====== ENTRIES PROVIDED

PR #74, opened 2021-03-23
PF-468 Add a list notebooks instance operation.

wchamber:

PR #75, opened 2021-03-23
PF-468 Add get and set policy operations for AI Notebook Instances

wchamber:


wchamber:
@rtitle fyi more CRL operations for AI Notebook instances

zloery (approved):
don't forget to bump gradle.properties if needed, probably depends on the ordering with #74.

yonghaoy (approved):

wchamber:
> don't forget to bump gradle.properties if needed, probably depends on the ordering with #74.
fwiw, the version bumping's moot until we publish a version of this library, which is a manual process today.

PR #79, opened 2021-04-19
[PF-697] Move bigquery to wrap generated google API

zloery:
The google-bigquery project currently wraps the `com.google.cloud:google-cloud-bigquery` client library, but this does not support the full set of dataset-level IAM operations available in the REST api which WSM needs. 

Google provides another client library generated from available APIs at `com.google.apis:google-api-services-bigquery`, and this change moves the google-bigquery CRL project to wrap that client instead.

This is a breaking change and would normally be a major version bump, but given that we're still on major version 0 I'm inclined to just increment the minor version.


zloery:
Tests are failing on GHA as the actions use Java 8 instead of 11, but pass locally. Broke that change out into a separate PR (#80) so it doesn't get lost in all the changes here.

google-bigquery/src/test/java/bio/terra/cloudres/google/bigquery/ResourceTracker.java
```diff
@@ -3,47 +3,83 @@
...
+import com.google.api.services.bigquery.model.DatasetReference;
+import com.google.api.services.bigquery.model.Table;
+import com.google.api.services.bigquery.model.TableReference;
+import java.io.IOException;
 import java.util.ArrayList;
 import java.util.List;
 import javax.annotation.Nullable;
 
 /** Helper class to track BigQuery resources created in tests and do best effort clean up. */
 public class ResourceTracker {
```
wchamber, line 16: This predates Janitor and we should probably just delete it.

google-bigquery/src/main/java/bio/terra/cloudres/google/bigquery/BigQueryCow.java
```diff
@@ -1,206 +1,646 @@
...
+      @Override
+      protected JsonObject serialize() {
+        JsonObject result = new JsonObject();
+        result.addProperty("projectId", getProjectId());
+        result.addProperty("datasetId", getDatasetId());
+        return result;
+      }
+    }
+
+    public Insert insert(String projectId, Dataset content) throws IOException {
```
wchamber, line 145: javadoc. Ditto other methods on the cow objects

google-bigquery/src/main/java/bio/terra/cloudres/google/bigquery/BigQueryCow.java
```diff
@@ -1,206 +1,646 @@
...
+      CloudResourceUid datasetUid =
+          new CloudResourceUid()
+              .googleBigQueryDatasetUid(
+                  new GoogleBigQueryDatasetUid()
+                      .projectId(projectId)
+                      .datasetId(content.getDatasetReference().getDatasetId()));
+      CleanupRecorder.record(datasetUid, clientConfig);
```
wchamber, line 152: subclasses of AbstractRequestCow should override `resourceUidCreation` for cleanup recording.
https://github.com/DataBiosphere/terra-cloud-resource-lib/blob/1d2d0726960248f82af7b490f34e44cdd9dc3246/google-api-services-common/src/main/java/bio/terra/cloudres/google/api/services/common/AbstractRequestCow.java#L40-L49

google-bigquery/src/main/java/bio/terra/cloudres/google/bigquery/BigQueryCow.java
```diff
@@ -1,206 +1,646 @@
...
+        JsonObject result = new JsonObject();
+        result.addProperty("projectId", getProjectId());
+        result.addProperty("datasetId", getDatasetId());
+        result.addProperty("tableId", getTableId());
+        return result;
+      }
+    }
+
+    // Unlike every other table endpoint, the IAM APIs take a single resource identifier string
+    // instead of a projectId + datasetId + tableId. I've hidden this quirk for consistency.
```
wchamber, line 374: another option here is to add a value class for the (projectId, datasetId, tableId) tuple. I started doing that for the AI Notebook instances and have been happy with how it turned out. It also provides a nice place to have the functions to parse the resource name tuple.
That's probably more helpful the more APIs are using the format.
https://github.com/DataBiosphere/terra-cloud-resource-lib/blob/master/google-notebooks/src/main/java/bio/terra/cloudres/google/notebooks/InstanceName.java

OTOH, it looks like the bigquery lib provides 'TableReference' which does most of what we'd want, other than parsing (and possible equality comparison?) so maybe use that.

google-bigquery/src/main/java/bio/terra/cloudres/google/bigquery/BigQueryCow.java
```diff
@@ -1,206 +1,646 @@
...
+
+    public Insert insert(String projectId, String datasetId, Table content) throws IOException {
+      CloudResourceUid tableUid =
+          new CloudResourceUid()
+              .googleBigQueryTableUid(
+                  new GoogleBigQueryTableUid()
+                      .projectId(projectId)
+                      .datasetId(datasetId)
+                      .tableId(content.getTableReference().getTableId()));
+      CleanupRecorder.record(tableUid, clientConfig);
```
wchamber, line 418: ditto override `resourceUidCreation`

google-bigquery/src/test/java/bio/terra/cloudres/google/bigquery/BigQueryCowTest.java
```diff
@@ -28,210 +49,386 @@
...
+        .tables()
+        .insert(datasetReference.getProjectId(), datasetReference.getDatasetId(), tableToCreate)
+        .execute();
+
+    Dataset fetchedDataset =
+        bigQueryCow.datasets().get(projectId, datasetReference.getDatasetId()).execute();
+    assertNotNull(fetchedDataset);
+
+    // Attempt a delete call with deleteContents flag set to false. Because this dataset contains a
+    // table, this should fail.
```
wchamber, line 113: I don't think we need to be testing that Google's APIs work as advertised. These tests are just to smoke test that we can call all of them.

yonghaoy (commented):
What's the plan for existing CRL client to migrate?

google-bigquery/src/main/java/bio/terra/cloudres/google/bigquery/BigQueryCow.java
zloery: ah, I hadn't noticed that one. thanks!

google-bigquery/src/main/java/bio/terra/cloudres/google/bigquery/BigQueryCow.java
zloery: Yeah - I'm a little hesitant to use a TableReference as the parameter when most underlying methods are really taking the projectId + datasetId + tableId. I think it would be more useful if more than these three IAM methods used a single String resource argument, but given the rest of the dataset/table interface I'd prefer to use the individual argument interface here.

google-bigquery/src/test/java/bio/terra/cloudres/google/bigquery/BigQueryCowTest.java
zloery: sgtm. Other delete calls exercise `setDeleteContents`, so that should validate that it can be set

google-bigquery/build.gradle
```diff
@@ -1,6 +1,14 @@
...
+    api project(':google-api-services-common')
     implementation project(':cloud-resource-schema')
 
-    api group: 'com.google.cloud', name: 'google-cloud-bigquery', version: '1.116.0'
+    api group: 'com.google.apis', name: 'google-api-services-bigquery', version: 'v2-rev20201030-1.30.10'
+
+    testFixturesImplementation(testFixtures(project(':common')))
+    testImplementation project(':google-cloudresourcemanager')
+    testImplementation(testFixtures(project(':google-api-services-common')))
+    testImplementation(testFixtures(project(':google-billing')))
```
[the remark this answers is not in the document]
zloery: ah, I tried removing these earlier and got an error - turns out that was a lockfile issue, not a real dependency.

google-bigquery/src/main/java/bio/terra/cloudres/google/bigquery/BigQueryCow.java
zloery: > What's the plan for existing CRL client to migrate?

AFAIK the only clients are WSM and janitor - I'm planning to publish this change as a new version, then migrate both clients immediately after

zloery:
> What's the plan for existing CRL client to migrate?

AFAIK the only clients are WSM and Janitor. I'm planning to publish this change as a new version, then update both clients to use it immediately

google-bigquery/src/main/java/bio/terra/cloudres/google/bigquery/BigQueryCow.java
```diff
@@ -1,206 +1,678 @@
...
+        result.addProperty("datasetId", getDatasetId());
+        result.addProperty("tableId", getTableId());
+        result.add("content", new Gson().toJsonTree(update.getJsonContent()).getAsJsonObject());
+        return result;
+      }
+    }
+
+
+
+    private String tableResourceName(String projectId, String datasetId, String tableId) {
```
wchamber, line 674: consider making this public (w/ javadoc) since it's some boring formatting that could be needed for other parts of the api.

google-bigquery/src/main/java/bio/terra/cloudres/google/bigquery/BigQueryCow.java
wchamber: Not totally following, I think the TableReference has project, dataset, and table ids. https://developers.google.com/resources/api-libraries/documentation/bigquery/v2/java/latest/com/google/api/services/bigquery/model/TableReference.html?is-external=true
Fine to leave as is, but I think making a little auto value would prove helpful for clients, and making it harder to accidentally switch the 3 string arguments.

wchamber (approved):

yonghaoy (approved):

PR #80, opened 2021-04-19
[No ticket] Update java version from 8 to 11

zloery:
This change moves all of CRL from Java 8 to Java 11. All sub-project version numbers were incremented for this, and I believe all CRL clients are already using Java 11, so this should not be a disruptive change.


yonghaoy (commented):
Do we need to upgrade java version in `build.gradle`? 
https://github.com/DataBiosphere/terra-cloud-resource-lib/blob/master/build.gradle#L15

zloery:
> Do we need to upgrade java version in `build.gradle`?
> https://github.com/DataBiosphere/terra-cloud-resource-lib/blob/master/build.gradle#L15

Actually, I'm not quite sure. Other repos moving to Java 11 have done that, but I wonder if there are compatibility concerns if CRL clients are still on Java 8. I also don't know the full list of CRL clients or if any are still on 8, but I can look into that.

yonghaoy:
> > Do we need to upgrade java version in `build.gradle`?
> > https://github.com/DataBiosphere/terra-cloud-resource-lib/blob/master/build.gradle#L15
> 
> Actually, I'm not quite sure. Other repos moving to Java 11 have done that, but I wonder if there are compatibility concerns if CRL clients are still on Java 8. I also don't know the full list of CRL clients or if any are still on 8, but I can look into that.

All CRL clients are one java 11. It was in Java 8 because Data Repo was in Java 8, but now I think we can upgrade CRL to 11. You can just upgrade the `build.gradle` in the same PR I think.

wchamber (changes requested):
Please also update the `.java-version` file and change the PR description to say we're moving all of CRL to java 11.

We should probably update all the `gradle.properties` version values in all the packages a minor increment.
(It'd be nice if we set this up to be an automated process, but afaik we're not sure how to do this with multiple packages without bumping all their versions for an unrelated package change.)

wchamber (approved):

yonghaoy (approved):

PR #85, opened 2021-05-17
PF-744 Normalize versions with Stairway and TCL

ddietterich:
In addition to version changes, I had to switch to Gson from Jackson in Default.java since the Jackson version has been deprecated and removed from guava.


build.gradle
```diff
@@ -35,20 +35,28 @@ subprojects { subproject ->
         ext {
             janitorclient = '0.3.0-SNAPSHOT'
         }
-        api group: 'com.google.auth', name: 'google-auth-library-oauth2-http', version: '0.20.0'
-        api group: 'com.google.cloud', name: 'google-cloud-core-http', version: '1.93.5'
+        // Google dependencies - make sure we are using -jre and not android and use common bom
+        constraints {
+            implementation 'com.google.guava:guava:30.1.1-jre' // "-jre" for Java 8 or higher
+            testFixturesImplementation 'com.google.guava:guava:30.1.1-jre' // "-jre" for Java 8 or higher
```
wchamber, line 41: How does this compare to `plugins { id("de.jjohannes.missing-metadata-guava") version "0.4" }` per https://blog.gradle.org/guava?
I'm happy to defer to others opinions here. @yonghaoy were you looking at some of this?

google-api-services-common/src/main/java/bio/terra/cloudres/google/api/services/common/Defaults.java
```diff
@@ -3,10 +3,12 @@
 import com.google.api.client.googleapis.javanet.GoogleNetHttpTransport;
 import com.google.api.client.http.HttpTransport;
 import com.google.api.client.json.JsonFactory;
-import com.google.api.client.json.jackson2.JacksonFactory;
+import com.google.api.client.json.gson.GsonFactory;
 import java.io.IOException;
 import java.security.GeneralSecurityException;
 
+// import com.google.api.client.json.jackson.JacksonFactory;
```
wchamber, line 10: remove me?

wchamber (approved):

build.gradle
ddietterich: I got the recipe I used from [here](https://github.com/GoogleCloudPlatform/cloud-opensource-java/wiki/The-Google-Cloud-Platform-Libraries-BOM#guava-versions--jre-or--android)

jmczerk: If we can get the desired behavior using a platform rather than a plugin, I'd lean towards that.  Ideally I'd like to get to a point where we can consistently use platforms to manage dependencies and avoid disparate plugins (still in process of determining if this is achievable).  That said, I'd be interested in hearing @yonghaoy inputs.

jmczerk (approved):

wchamber:
Oops, I forgot we should have bumped all of the packages properties in this PR. We don't have automatic version updating for our multi package repo.
I expect the automatic release to fail with artifactory permission error, per PF-722
I can send a PR and shepherd a new CRL release.

ddietterich:
Thank you!

PR #86, opened 2021-05-17
[PF-417] add missing option

jaycarlton:
Add an option to update the storage class on the underlying GCS API object.


wchamber (approved):

wchamber:
Heads up we're going to race on the gradles.properties modification, see #87.
We'll also need to manually release the new version of this per PF-722. If you like, I'll do it if you ping me once this is merged.

zloery (approved):

PR #87, opened 2021-05-17
PF-744 Bump all the gradle.properties for PR #85.

wchamber:
I forgot to check for this in #85. We haven't figured out a way to automate this on a per-package level yet, so we're still at manually modifying the `gradle.properties` files used to create the release version, which at least lets us increment the packages independently.

### DIFF
--- a/google-storage/gradle.properties
+++ b/google-storage/gradle.properties
@@ -1,1 +1,1 @@
-version = 0.8.0
+version = 0.9.0
--- a/google-storage/gradle.properties
+++ b/google-storage/gradle.properties
@@ -1,1 +1,1 @@
-version = 0.9.0
+version = 0.10.0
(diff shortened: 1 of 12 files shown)


jmczerk (approved):

google-storage/gradle.properties
```diff
@@ -1 +1 @@
-version = 0.9.0
```
jaycarlton, line 1: I just now bumped this one fwiw.

jaycarlton (approved):

yonghaoy (approved):

google-storage/gradle.properties
wchamber: Thanks, I originally had the same, but pulled and updated so this is also getting bumped.

PR #1871, opened 2021-09-16
Update inferno-stats plugin to latest

Supalosa:
Added a 'idle tick' tracker to the plugin so players can analyse how many ticks they weren't attacking something during a run. Does not actively notify players or tell them what to do so I don't think this breaks any rules.

### DIFF
--- a/plugins/inferno-stats
+++ b/plugins/inferno-stats
@@ -1,2 +1,2 @@
 repository=https://github.com/InfernoStats/InfernoStats.git
-commit=a36d75e16b7e679246c3e9d00a22cd8fdbb1dc06
+commit=fcdebffcc360a8c2acfa460d6de17896480b414e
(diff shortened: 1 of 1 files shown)


Nightfirecat:
Please don't log debug-type information at info level every tick: [`a36d75e16b7e679246c3e9d00a22cd8fdbb1dc06..fcdebffcc360a8c2acfa460d6de17896480b414e`#diff-d55ed8f7f5](https://github.com/InfernoStats/InfernoStats/compare/a36d75e16b7e679246c3e9d00a22cd8fdbb1dc06..fcdebffcc360a8c2acfa460d6de17896480b414e#diff-d55ed8f7f56094a220b2ee35b6f57ff646f3ea70f249d847dc3f412a4618a8baR94). I strongly recommend using `log.debug()` instead wherever possible.

Supalosa:
Good catch, Fixed.

PR #1883, opened 2021-09-21
Created Bank Withdraw Swapper

Sholto:
Plugin that allows you to change the left click withdraw amount for different items.
For example can configure Fire runes to left click Withdraw-All and Abyssal whip to left click Withdraw-1.
For things like Blast furnace, you want to withdraw all your Coal, however you only want to withdraw 1 Stamina pot dose.

Only allows the withdraw amounts that already exist in the bank. Does **not** allow custom amounts to be set.


Nightfirecat:
After some discussion, we decided we do not want to add this plugin as it would make banking for certain activities too trivial.

PR #1904, opened 2021-09-25
FlippingUtilities

zumaad:
quick summary:
- Moved the plugin to our org 
- Added slots syncing feature which submits current slots (if users opt in) to our api.
- Added a warning for the feature above ^

### DIFF
--- a/plugins/flipping-utilities
+++ b/plugins/flipping-utilities
@@ -1,3 +1,3 @@
 repository=https://github.com/Flipping-Utilities/rl-plugin.git
-commit=b419f7dd4601c4c2adb62fd818c990e2f9c03390
+commit=40583d4a673a8d114b082769e922827d1590b638
 warning=If you've explicitly opted in to our syncing feature by logging in to our api, your GE data will be synced with our api. If you do not opt in, all of your data remains stored locally and the plugin still remains functional.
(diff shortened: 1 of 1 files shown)


AntonyGarand:
The RL github app doesn't reference the right place as we switched our repo home
You can view the changes from the new repo instead:
https://github.com/Flipping-Utilities/rl-plugin/compare/09b17807a785285512be2d87ef286c74ead963ae...7043841d6da9270cb3baa79221e2958aed727fa6

From `09b17807a785285512be2d87ef286c74ead963ae` to `7043841d6da9270cb3baa79221e2958aed727fa6`

plugins/flipping-utilities
```diff
@@ -1,2 +1,3 @@
-repository=https://github.com/Belieal/flipping-utilities.git
-commit=09b17807a785285512be2d87ef286c74ead963ae
\ No newline at end of file
+repository=https://github.com/Flipping-Utilities/rl-plugin.git
+commit=40583d4a673a8d114b082769e922827d1590b638
+warning=If you've explicitly opted in to our syncing feature by logging in to our api, your GE data will be synced with our api. If you do not opt in, all of your data remains stored locally and the plugin still remains functional.
```
Nightfirecat, line 3: Keep in mind that this message should be written from the perspective of RuneLite. With that in mind, this is not an acceptable warning message format--you should look to other examples in the hub, such as `This plugin submits Grand Exchange transactions and your IP address to a 3rd party website not controlled or verified by the RuneLite Developers`

AntonyGarand: Is this new text fine?
If not, we're open to suggestions: Trying to show that it is optional, while keeping the warning information relevant if they do log in.

> If you opt in to do so, this plugin will submit Grand Exchange transactions and your IP address to a 3rd party website not controlled or verified by the RuneLite Developers. If you do not opt in, this plugin will store your data only locally and will still remain functional.

zumaad:
Closing to split the PR into two separate ones

PR #1158, opened 2021-02-27
Added new plugin: twitch-emotes

dylanblokhuis:
Twitch allows users to express themselves with "twitch" emotes in chat. This plugin brings this functionality to RuneLite. Most users also install browser extensions from third party platforms like [BetterTwitchTV](https://betterttv.com/) and [FrankerFaceZ](https://www.frankerfacez.com/). This plugin communicates with a service which caches the integration with these platforms. You can find the repository here: https://github.com/dylanblokhuis/twitch-emotes-warehouse.git

PR #43, opened 2019-12-29
Create twitch-emotes

loldudester:
Adds Twitch Global Emotes to chat, similar to the Emojis plugin.

PR #1946, opened 2021-10-06
Add twitch-emotes plugin

FraserKillip:
This plugin works in an identical way to the default Emoji plugin. It will replace a few sets of characters with images commonly used on twitch


Nightfirecat:
Does this suffer the same issues as #43 and #1158?

FraserKillip:
> Does this suffer the same issues as #43 and #1158?

Oh yes I completely didn't think about that. I will look into alternatives 👍

PR #1953, opened 2021-10-07
Update input-recolor

Ririshi:
A re-write of large parts of the plugin, as well as a display name change and some bug-fixes. @MarbleTurtle invited me to be a contributor for the Color-Coordinator repository, since he is currently rather inactive. That's why this PR is coming from me, and my plugin hub fork, and not from him.

### DIFF
--- a/plugins/input-recolor
+++ b/plugins/input-recolor
@@ -1,2 +1,2 @@
 repository=https://github.com/MarbleTurtle/Color-Coordinator.git
-commit=8f1b5b3d74ca6bfe69fce2e85e7b8ddfa48a8383
+commit=813a35df61fbc948a60c0cc51cfc9ea40383bafe


Ririshi:
I'm clearly new to this plugin hub PR thing. Looks like the shadowJar plugin blocking the build script, so I'll remove that and add a proper version bump, then add another commit to my plugin-hub fork.

Nightfirecat:
@MarbleTurtle can you confirm this?

Ririshi:
Will do! Can I ask why that's a problem? Other plugin also seemed to have it. Makes me wonder if there is a specific list of requirements that I can check somewhere, for any future plugins / updates I create.

Alexsuperfly:
log.info will spam the logs with useless information, so when we have to look through them in the support channel it becomes quite annoying

PR #1965, opened 2021-10-10
Add new plugin for Tithe Farm

TicTac7x:
Tithe farm plugin that:
* shows progress of the plants that only you have planted with game-tick precision
* highlights farming patches on mouse hover
* highlights seeds and watering cans in the inventory
* shows overlay of available/total amount of water in the inventory


Nightfirecat:
`TitheOverlayPoints#shutDown()` is calling client methods off client thread. (shutDown is run on EDT) You should fix this by using `clientThread#invokeLater()`.

PR #1967, opened 2021-10-10
Add ToB Gear Checker plugin

ArtsicleOfficial:
A plugin that automatically double-checks everything for your ToB setup.
In-use
Configuration


Nightfirecat:
["gearchecker" is probably a bit too generic for a config name](https://github.com/ArtsicleOfficial/tob-gear-checker/blob/d56cba4b6c6fa401a3d24467647f1632ce2ab961/src/main/java/com/gearchecker/GearCheckerConfig.java#L8), can you make it "tobgearchecker" to match the plugin name?

PR #1981, opened 2021-10-14
Create friend-live-locations

TiboDeMunck:
This plugin allows for 'live location' sharing between players, based on account type you will see your friends/trusted acquaintances on the world map. It is possible to only receive data without sending it when going into the wilderness.

This plugin uses an external API that has to be setup for each group of friends (see README).


Nightfirecat:
[Your plugin's config group should not be "example".](https://github.com/TiboDeMunck/runelite-live-friend-locations-plugin/blob/9136920cacf6e671f596d8104eec7bdc36d235f8/src/main/java/com/livefriendlocations/LiveFriendLocationsPluginConfiguration.java#L7)

PR #1994, opened 2021-10-18
Create discord-webhook-notifier

Kipx:
A Discord Webhook Notifying plugin that will be able to notify a channel or server about certain events using a webhook. Currently, the plugin only supports quest notifications, but will be expanded upon to include drops, boss kills, skilling, and whatever else may be neat. Started a GIM with my friends and was inspired to make this when I saw that there wasn't already a Questing notifier.


WilliamWinterDev:
Have also done the same here; https://github.com/runelite/plugin-hub/pull/1982 but merged a lot of the discord webhooks into one

PR #2035, opened 2021-10-30
Instant damage calculator

geeckon:
Fix for non-grouped xp drops


mkdrs:
Hello, the plugin does not seem to work inside LMS specifically.  

Here is an example with character inside Nightmare Zone - showing accurate hits: 
[https://gyazo.com/09f94d8503d1af84d02df4ff8f30d75e](url)
09f94d8503d1af84d02df4ff8f30d75e-png


Here is an example with the same account/settings inside Last Man Standing - showing inaccurate hits: 
[https://gyazo.com/042bf1655853beec94f61501e675dffb](url)
760fb7e781e3076562369cb9ea040567
042bf1655853beec94f61501e675dffb-png

PR #3165, opened 2022-08-12
Update 117HD to 1.1.3

aHooder:
This update is primarily to add https://github.com/117HD/RLHD/pull/20 which fixes issues with loading LWJGL in some cases.


aHooder:
Hmm, it does not like `com.sun.nio.file`. My bad, will get that sorted.

aHooder:
Should be good to go now :+1: The switch to sRGB makes darker areas slightly brighter, so we may revert that in a few days if enough people complain, even though it should be better overall.

PR #3174, opened 2022-08-13
Update NeverScapeAlone to v2.10.0-alpha

Ferrariic:
Changes:
+ Minor Refactor of UI
+ Changed Group Leader symbol to flat 2d crown
+ Changed Match Notes to show in panel without hover

image


Ferrariic:
image
Collapsible panels added in v2.9.0-alpha, works for match panels and search panels.

Ferrariic:
Resolves fatal bug when sending fancy discord names like '𝓦𝓸𝓸๔𝓼𝓴𝓲'.

PR #3186, opened 2022-08-15
Accustom mult to further dev usage

tainn:
Includes multiple changes towards the `create_new_plugin` root python script.

Consists of:
- Adhering to the PEP-8 guidelines
- Avoiding the shadowing of in-built keywords (`str`, `dir`)
- Avoiding shadowing of global variables outside of the function's scope (`strfun`)
- Replacing comparison with `None` being performed with equality operators; this change also increases performance
- Preventing potential of undefined names (`infi`)

Overall, this change slightly improves performance and alleviates bad practices -- such as undesired overshadowing -- allowing for safer continuation should the script see further development.


Nightfirecat:
An alternative which uses yapf formatting (matches https://github.com/runelite/runelite-wiki-scraper) and incorporates only the equality operator change is https://github.com/Nightfirecat/plugin-hub/commits/python-cleanup
I don't have strong feelings on this either way

PR #3190, opened 2022-08-15
Add basqh

BA-Services:
Plugin to send all kinds of information about the current state of the 'BA Services' friends chat to an external server, where the info is processed to automatically manage our online queue. Uses a key as a security measure, handed out separately to members.


raiyni:
Inject `OkHttpClient ` instead of using RuneliteAPI

raiyni:
You should also turn `log.info` calls into `log.debug` or remove them

BA-Services:
Should be okay now!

============

Please copy out each line of the material that contains the string "comparison".

_PROBLEM SOLUTION_
OTOH, it looks like the bigquery lib provides 'TableReference' which does most of what we'd want, other than parsing (and possible equality comparison?) so maybe use that.
- Replacing comparison with `None` being performed with equality operators; this change also increases performance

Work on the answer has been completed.